## [Task statement]
Check each line of the listing for the string "podman". Copy those where it appears.

## [Data for review]
PR #420, opened 2020-11-26
Fix runner Dockerfile syntax for docker

martinpitt:
This file works fine with podman, but docker fails with

   When using COPY with more than one source file, the destination must be a directory and end with a /

So, do what it says.

----

See the [failed run from master branch](https://github.com/cockpit-project/cockpit/runs/1455235685?check_suite_focus=true). I ran this branch and [it succeeded](https://github.com/rhinstaller/kickstart-tests/actions/runs/384633508) and [pushed a new image](https://quay.io/repository/rhinstaller/kstest-runner?tab=tags). That's why I didn't submit this PR from my fork, but pushed the branch to origin, so that it could use the quay secrets.

### DIFF
--- a/containers/runner/Dockerfile
+++ b/containers/runner/Dockerfile
@@ -24,7 +24,7 @@ RUN dnf -y update && \
 # https://github.com/virt-manager/virt-manager/pull/179 and
 # https://github.com/virt-manager/virt-manager/pull/194 to fix parallel runs
 # This will fail once a fixed libvirt lands, remove this when that happens
-COPY ["libvirt-pool-toctou.patch", "libvirt-domain-toctou.patch", "/tmp"]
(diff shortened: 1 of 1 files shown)


martinpitt:
FTR, I disabled running Travis for pushed branches, that's just a waste. PRs are enough.

rvykydal (approved):
Looks good to me.

poncovka (approved):

jkonecny12 (approved):
LGTM! Seems like a bug on podman?

martinpitt:
@jkonecny12 : Not sure to call it a bug that podman is slightly more forgiving in its syntax.. I don't think it's actively dangerous to say "copy stuff into /some/dir" instead of "/some/dir/".

jkonecny12:
True that it's allowing the same as in Docker + something more. Which I guess is fine from the docker compatibility.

## [Reply]
This file works fine with podman, but docker fails with
LGTM! Seems like a bug on podman?
@jkonecny12 : Not sure to call it a bug that podman is slightly more forgiving in its syntax.. I don't think it's actively dangerous to say "copy stuff into /some/dir" instead of "/some/dir/".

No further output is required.